### RECORDS SHOWN ###
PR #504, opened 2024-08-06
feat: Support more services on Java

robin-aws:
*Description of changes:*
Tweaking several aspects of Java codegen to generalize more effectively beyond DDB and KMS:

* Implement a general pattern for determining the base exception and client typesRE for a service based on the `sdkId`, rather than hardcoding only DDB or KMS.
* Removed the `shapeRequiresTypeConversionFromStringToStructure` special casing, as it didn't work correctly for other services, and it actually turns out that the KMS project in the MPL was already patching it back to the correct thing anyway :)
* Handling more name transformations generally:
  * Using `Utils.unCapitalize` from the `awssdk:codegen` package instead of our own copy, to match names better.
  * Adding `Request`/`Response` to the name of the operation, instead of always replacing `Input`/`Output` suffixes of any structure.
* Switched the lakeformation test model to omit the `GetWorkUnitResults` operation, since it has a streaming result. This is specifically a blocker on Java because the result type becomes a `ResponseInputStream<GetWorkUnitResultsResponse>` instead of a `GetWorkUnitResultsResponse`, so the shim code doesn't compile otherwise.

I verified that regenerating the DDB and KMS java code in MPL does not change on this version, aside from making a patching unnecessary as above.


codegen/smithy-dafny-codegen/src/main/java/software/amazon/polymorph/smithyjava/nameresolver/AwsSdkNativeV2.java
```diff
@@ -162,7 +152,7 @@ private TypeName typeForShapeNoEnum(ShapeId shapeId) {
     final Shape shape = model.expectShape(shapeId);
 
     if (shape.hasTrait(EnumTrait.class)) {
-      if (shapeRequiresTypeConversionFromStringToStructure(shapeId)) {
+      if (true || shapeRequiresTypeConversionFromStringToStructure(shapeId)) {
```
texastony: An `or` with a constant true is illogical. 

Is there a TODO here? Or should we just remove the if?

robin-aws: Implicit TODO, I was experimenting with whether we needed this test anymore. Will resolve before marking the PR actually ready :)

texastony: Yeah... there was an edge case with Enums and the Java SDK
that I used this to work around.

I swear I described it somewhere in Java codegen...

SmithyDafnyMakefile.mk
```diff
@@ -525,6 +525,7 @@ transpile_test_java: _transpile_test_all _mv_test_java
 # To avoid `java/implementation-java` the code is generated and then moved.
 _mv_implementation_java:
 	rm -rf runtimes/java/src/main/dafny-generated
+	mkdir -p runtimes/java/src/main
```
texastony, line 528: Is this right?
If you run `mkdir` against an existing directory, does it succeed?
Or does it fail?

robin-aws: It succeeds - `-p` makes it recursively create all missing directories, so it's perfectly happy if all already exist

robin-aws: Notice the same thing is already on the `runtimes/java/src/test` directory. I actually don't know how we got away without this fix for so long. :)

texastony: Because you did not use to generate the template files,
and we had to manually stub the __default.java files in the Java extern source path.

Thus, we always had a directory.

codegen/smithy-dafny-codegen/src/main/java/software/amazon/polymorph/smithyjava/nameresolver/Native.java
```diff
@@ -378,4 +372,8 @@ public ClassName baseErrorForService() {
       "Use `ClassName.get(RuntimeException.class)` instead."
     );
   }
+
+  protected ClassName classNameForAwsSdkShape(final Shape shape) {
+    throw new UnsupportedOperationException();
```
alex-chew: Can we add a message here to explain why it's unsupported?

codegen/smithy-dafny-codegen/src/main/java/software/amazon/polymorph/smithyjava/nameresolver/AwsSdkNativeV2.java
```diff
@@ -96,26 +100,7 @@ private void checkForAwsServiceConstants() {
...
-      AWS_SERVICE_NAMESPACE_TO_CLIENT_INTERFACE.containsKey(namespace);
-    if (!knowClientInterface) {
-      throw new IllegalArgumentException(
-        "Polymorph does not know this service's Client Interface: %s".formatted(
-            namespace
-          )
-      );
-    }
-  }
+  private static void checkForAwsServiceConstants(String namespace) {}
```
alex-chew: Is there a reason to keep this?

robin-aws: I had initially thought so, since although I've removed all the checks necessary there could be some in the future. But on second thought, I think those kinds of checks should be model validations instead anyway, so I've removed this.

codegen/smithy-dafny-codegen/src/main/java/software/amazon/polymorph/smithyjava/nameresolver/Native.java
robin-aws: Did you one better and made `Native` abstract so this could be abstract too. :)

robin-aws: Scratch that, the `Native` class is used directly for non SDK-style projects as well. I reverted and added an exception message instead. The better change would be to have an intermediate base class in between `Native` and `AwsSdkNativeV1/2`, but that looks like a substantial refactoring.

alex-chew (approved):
###
### RECORDS SHOWN ###
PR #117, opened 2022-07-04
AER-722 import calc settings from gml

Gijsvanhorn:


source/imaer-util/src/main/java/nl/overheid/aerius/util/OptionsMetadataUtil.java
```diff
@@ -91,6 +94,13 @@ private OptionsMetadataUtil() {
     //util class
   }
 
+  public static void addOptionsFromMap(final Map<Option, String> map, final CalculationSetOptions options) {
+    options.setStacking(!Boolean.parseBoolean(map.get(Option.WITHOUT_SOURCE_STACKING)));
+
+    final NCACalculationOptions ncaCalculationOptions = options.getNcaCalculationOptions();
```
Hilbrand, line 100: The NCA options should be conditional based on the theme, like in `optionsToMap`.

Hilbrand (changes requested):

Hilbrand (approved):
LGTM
###
--- TASK BRIEF ---
Transcribe the records above exactly, beginning at the line that contains "texastony: Because you" and ending with the line that contains "robin-aws: Did you", both included, and nothing else.

--- TASK OUTPUT ---
texastony: Because you did not use to generate the template files,
and we had to manually stub the __default.java files in the Java extern source path.

Thus, we always had a directory.

codegen/smithy-dafny-codegen/src/main/java/software/amazon/polymorph/smithyjava/nameresolver/Native.java
```diff
@@ -378,4 +372,8 @@ public ClassName baseErrorForService() {
       "Use `ClassName.get(RuntimeException.class)` instead."
     );
   }
+
+  protected ClassName classNameForAwsSdkShape(final Shape shape) {
+    throw new UnsupportedOperationException();
```
alex-chew: Can we add a message here to explain why it's unsupported?

codegen/smithy-dafny-codegen/src/main/java/software/amazon/polymorph/smithyjava/nameresolver/AwsSdkNativeV2.java
```diff
@@ -96,26 +100,7 @@ private void checkForAwsServiceConstants() {
...
-      AWS_SERVICE_NAMESPACE_TO_CLIENT_INTERFACE.containsKey(namespace);
-    if (!knowClientInterface) {
-      throw new IllegalArgumentException(
-        "Polymorph does not know this service's Client Interface: %s".formatted(
-            namespace
-          )
-      );
-    }
-  }
+  private static void checkForAwsServiceConstants(String namespace) {}
```
alex-chew: Is there a reason to keep this?

robin-aws: I had initially thought so, since although I've removed all the checks necessary there could be some in the future. But on second thought, I think those kinds of checks should be model validations instead anyway, so I've removed this.

codegen/smithy-dafny-codegen/src/main/java/software/amazon/polymorph/smithyjava/nameresolver/Native.java
robin-aws: Did you one better and made `Native` abstract so this could be abstract too. :)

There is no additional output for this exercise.